In some embodiments, the metal oxide is selected from Cr₂O₃、TiO₂、FeCr₂O₄、SiO₂、Ta₂O₅And MgCr₂O₄The group consisting of.

In some embodiments, the metallic reducing agent comprises an element selected from the group consisting of iron, chromium, nickel, silicon, vanadium, titanium, boron, tungsten, aluminum, molybdenum, cobalt, manganese, zirconium, and niobium.

In some embodiments, the metal transport activator comprises a halide species, a metal sulfide species, or a gas species. In some embodiments, the metal transport activator comprises hydrogen. In some embodiments, the metal transport activator comprises a material selected from the group consisting of: magnesium chloride (MgCl)₂) Iron (II) chloride (FeCl)₂) Calcium chloride (CaCl)₂) Zirconium (IV) chloride (ZrCl)₄) Titanium (IV) chloride (TiCl)₄) Niobium (V) chloride (NbCl)₅) Titanium (III) chloride (TiCl)₃) Silicon tetrachloride (SiCl)₄) Vanadium (III) chloride (VCl)₃) Chromium (III) chloride (CrCl)₃) Trichlorosilane (SiHCl)₃) Manganese (II) chloride (MnCl)₂) Chromium (II) chloride (CrCl)₂) Cobalt (II) chloride (CoCl)₂) Copper (II) chloride (CuCl)₂) Nickel (II) chloride (NiCl)₂) Vanadium (II) chloride (VCl)₂) Ammonium chloride (NH)₄Cl), sodium chloride (NaCl), potassium chloride (KC1), molybdenum sulfide (MoS), manganese sulfide (MnS), and iron disulfide (FeS)₂) Chromium sulfide (CrS), iron sulfide (FeS), copper sulfide (CuS), nickel sulfide (NiS), and combinations thereof.

In some embodiments, the composition further comprises a solvent. In some embodiments, the solvent comprises water. In some embodiments, the solvent comprises an organic.
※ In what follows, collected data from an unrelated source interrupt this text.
PR #332, opened 2025-06-23
Add ability to POST/Write to catalogs with Sigv4 authorization

Tmonster:
A couple of notes here.

This PR
- Adds the ability for catalogs that authorize with sigv4 execute post requests.
- reworks some of the cloud tests so that they happen monday/wednesday/friday and create an issue if something fails
- Removes secrets after every transaction to avoid polluting the catalog

Some notes/Things for future work.
- S3Tables currently doesn't return supported urls, and they do not support all of the defaults from the spec, so there is some special logic currently to handle this case.
- S3tables also does not allow deletes, we store this as a part of our attach_options, but eventually we can read it from `defaults` or `overrides` since it is passed as s3.delete-enabled. [link](https://iceberg.apache.org/docs/latest/aws/#s3-tags)


.github/workflows/CloudTesting.yml
```diff
@@ -51,11 +47,31 @@ jobs:
...
+      - name: install pythong packages
+        run: |
+          python3 -m pip install scripts/requirements.txt
+
+      - name: Set up cloud testing
+        env:
+          AWS_ACCESS_KEY_ID: ${{secrets.S3_ICEBERG_TEST_USER_KEY_ID}}
+          AWS_SECRET_ACCESS_KEY: ${{secrets.S3_ICEBERG_TEST_USER_SECRET}}
+          AWS_DEFAULT_REGION: ${{secrets.S3_ICEBERG_TEST_USER_REGION}}
+          r2_token: ${{secrets.r2_token}}
```
Tmonster, line 59: still need to add an r2 token to the repo

src/include/storage/irc_authorization.hpp
```diff
@@ -7,13 +7,16 @@
...
+enum class IcebergEndpointType : uint8_t { AWS_S3TABLES, AWS_GLUE, INVALID };
+
 enum class IRCAuthorizationType : uint8_t { OAUTH2, SIGV4, NONE, INVALID };
 
 struct IcebergAttachOptions {
 	string endpoint;
 	string warehouse;
 	string secret;
 	string name;
+	bool allows_deletes = true;
```
Tmonster, line 19: this could actually be stored in the overrides/defaults struct of the catalog I think

src/storage/authorization/sigv4.cpp
```diff
@@ -66,7 +66,40 @@ static string GetAwsService(const string &host) {
 unique_ptr<HTTPResponse> SIGV4Authorization::PostRequest(ClientContext &context,
                                                          const IRCEndpointBuilder &endpoint_builder,
                                                          const string &body) {
-	throw NotImplementedException("POST request for SIGV4 Authorization");
+	AWSInput aws_input;
+	aws_input.cert_path = APIUtils::GetCURLCertPath();
```
Tmonster, line 70: This actually shares a ton of code with the GET path, I can probably unify them

test/sql/local/irc/insert/test_basic_insert.test
```diff
@@ -120,12 +120,22 @@ insert into my_datalake.default.insert_test select
...
+2020-08-12	45345	inserted by con2
+
+
 # The second commit failed because both transactions tried to add sequence number: 2
 statement error con2
 commit
 ----
 <REGEX>:.*Requirement failed: branch main has changed.*
 
+mode skip
```
Tishj: intended?

Tmonster:
> Looks great, I'm not really sure I understand the purpose of create_s3_insert_table.py, since it's using pyiceberg, but I guess it makes sure the tables exist for the test, rather than expecting that the tables already exist ?

Yea, it's just to get the remote files back to a state where the tests are valid. Similar to running ` python3 -m scripts.data_generators.generate_data spark-rest --test insert_test`

I'll fix the mode skip 👍

src/storage/irc_transaction.cpp
```diff
@@ -134,68 +200,61 @@ void IRCTransaction::Commit() {
...
+				url_builder.AddPathComponent(catalog.prefix);
+				url_builder.AddPathComponent("namespaces");
+				url_builder.AddPathComponent(table_namespace);
+				url_builder.AddPathComponent("tables");
+				url_builder.AddPathComponent(table_change.identifier.name);
 
-		CommitTransactionToJSON(doc, root_object, transaction);
-		auto transaction_json = JsonDocToString(std::move(doc_p));
+				auto transaction_json = ConstructTableUpdateJSON(table_change);
+				Printer::Print("posting one update: " + transaction_json);
```
Tishj: shouldn't we delete this?

test/sql/local/irc/insert/test_always_ok_insert.test
```diff
@@ -0,0 +1,75 @@
...
+
+require avro
+
+require parquet
+
+require iceberg
+
+require httpfs
+
+mode skip
```
Tishj: this test is skipped, what's the reason?

test/sql/cloud/glue/test_insert_glue.test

Another aspect of the invention provides a non-transitory computer readable medium containing machine executable code which, when executed by one or more computer processors, performs any of the methods described above or elsewhere herein.

Another aspect of the invention provides a system that includes one or more computer processors and computer memory coupled thereto. The computer memory includes machine executable code that, when executed by one or more computer processors, performs any of the methods described above or elsewhere herein.

Other aspects and advantages of the present invention will become apparent to those skilled in the art from the following detailed description, wherein only exemplary embodiments of the invention are shown and described. As will be realized, the invention is capable of other and different embodiments and its several details are capable of modifications in various obvious respects, all without departing from the invention. Accordingly, the drawings and description are to be regarded as illustrative in nature, and not as restrictive.

Is incorporated by reference

All publications and patent applications mentioned in this specification are herein incorporated by reference to the same extent as if each individual publication or patent application was specifically and individually indicated to be incorporated by reference.

Drawings

The novel features believed characteristic of the invention are set forth with particularity in the appended claims. A better understanding of the features and advantages of the present invention will be obtained by reference to the following detailed description that sets forth illustrative embodiments, in which the principles of the invention are utilized, and the accompanying drawings of which:

FIG. 1 schematically illustrates a method for forming a metal layer adjacent to a substrate;

FIG. 2 shows a steel substrate after application of a metal layer;

FIG. 3 shows a steel substrate after application of a metal layer; and

FIG. 4 schematically illustrates a computer control system programmed or otherwise configured to implement the methods provided by the present invention.

Detailed Description

While various embodiments of the present invention have been shown and described herein, it will be obvious to those skilled in the art that such embodiments are provided by way of example only. Numerous variations, changes, and substitutions will occur to those skilled in the art without departing from the invention herein. It should be understood that various alternatives to the embodiments of the invention described herein may be employed.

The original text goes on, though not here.